# [App] APPoint - Change quickly from one app to another without switching to the homescreen first!



## MOST2K2 (Oct 17, 2012)

https://play.google.com/store/apps/details?id=com.appoint.lite

Change quickly from one app to another without switching to the homescreen first!
You can start your favorite apps with a little and transparent point, which can be moved like the Facebook heads.

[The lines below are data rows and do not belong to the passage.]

PR #755, opened 2016-10-20
Sync with netty 3.5.10

cmebarrow:
I went through  all of our classes in mina.netty which are copies of classes from Netty, checking if all changes that were made in Netty between releases 3.6.3 (from which some of our classes were originally copied) and 3.10.5 (which we are now using as a dependency) have been applied to our copies. Some changes have not been applied, so this PR applies them. It also adds a mina.netty/README.txt file giving a summary of differences between our copies and Netty 3.10.5.

Note that I did not fully apply the changes to AbstractNioSelector and AbstractNioChannel. Comments in the code explain why (there was a risk of degrading performance).

If you diff our classes with Netty 3.10.5, the differences you see now consist only of changes we actually need to adapt them for Kaazing usage.

### DIFF
--- a/mina.netty/src/main/java/org/jboss/netty/channel/socket/nio/AbstractNioSelector.java
+++ b/mina.netty/src/main/java/org/jboss/netty/channel/socket/nio/AbstractNioSelector.java
@@ -177,7 +177,7 @@ abstract class AbstractNioSelector implements NioSelector {
         }
 
         try {
-            newSelector = Selector.open();
+            newSelector = SelectorUtil.open();
         } catch (Exception e) {
             logger.warn("Failed to create a new Selector.", e);
             return;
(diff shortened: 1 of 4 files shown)


mina.netty/src/main/java/org/jboss/netty/channel/socket/nio/AbstractNioSelector.java
```diff
@@ -247,6 +247,11 @@ public void run() {
                 int workCount = 0;
                 long beforeSelect = System.nanoTime();
                 int selected = select(selector, quickSelect);
+                // The SelectorUtil.EPOLL_BUG_WORKAROUND condition was removed in Netty 3.10.5 and instead
+                // added to the if (selectReturnsImmediately == 1024) condition later on. This seems inefficient
+                // for the (common) case where the workaround is not enabled since in that case there's no point
+                // in looping through the selector keys, so we are keeping the condition here. There's no risk
+                // of a busy loop (https://github.com/netty/netty/issues/2426) when the workaround is not enabled.
```
cmebarrow: Note that the latest netty code (4.1, class http://netty.io/4.1/xref/io/netty/channel/nio/NioEventLoop.html) does now always rebuild the selector if select returns too "quickly" 512 times. But the current Netty 3.10.5 code only ever rebuilds the selector if EPOLL_BUG_WORKAROUND is enabled (see https://github.com/netty/netty/blob/netty-3.10.5.Final/src/main/java/org/jboss/netty/channel/socket/nio/AbstractNioSelector.java#L262).

mina.netty/src/main/java/org/jboss/netty/channel/socket/nio/AbstractNioSelector.java
```diff
@@ -247,6 +247,11 @@ public void run() {
...
                 if (SelectorUtil.EPOLL_BUG_WORKAROUND && selected == 0 && !wakenupFromLoop && !wakenUp.get()) {
```
jitsni: I don't mind removing this whole if condition. I don't think we will enable EPOLL_BUG_WORKAROUND. My understanding is that this for very old JDKs

jitsni:
Looks good to me.

cmebarrow:
Replaced by PR https://github.com/kaazing/gateway/pull/757 since we need these changes (and especially the selector wakeup fix which will be done on top of them) in 5.3.1.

*A must-have app for multitasking!*

Alternatively you can start your favorite app over the notification bar or simply click on the app icon.

Look at the screenshots!
There are 3 categories: Apps, games and system apps.

*Functions:*

★ Add your favorite apps (Lite version is limited to 4 apps! Full version -> https://play.google.com/store/apps/details?id=com.appoint)
★ Change color, size and transparency of the app point
★ User defined picture for the point (only full version!)
★ Large app icons (only full version!)
★ Enable/Disable bluetooth quickly
★ Lock screen function added (only full version)
★ Toogle Wifi (only full version)
★ Toogle mobile internet connection (only full version)
★ Autostart after restart your device

Feedback is appreciated!


----------



## MOST2K2 (Oct 17, 2012)

★ User defined picture for the point (only full version!)
★ Large app icons (only full version!)
★ App starts now really fast!
★ Improvements
★ Ads removed


----------



## subspace (Oct 15, 2011)

Not exactly original, but the design is quite nifty. You should consider implementing snap and stricter padding for the items. Or pagination. This will increase usability and improve workflow.


----------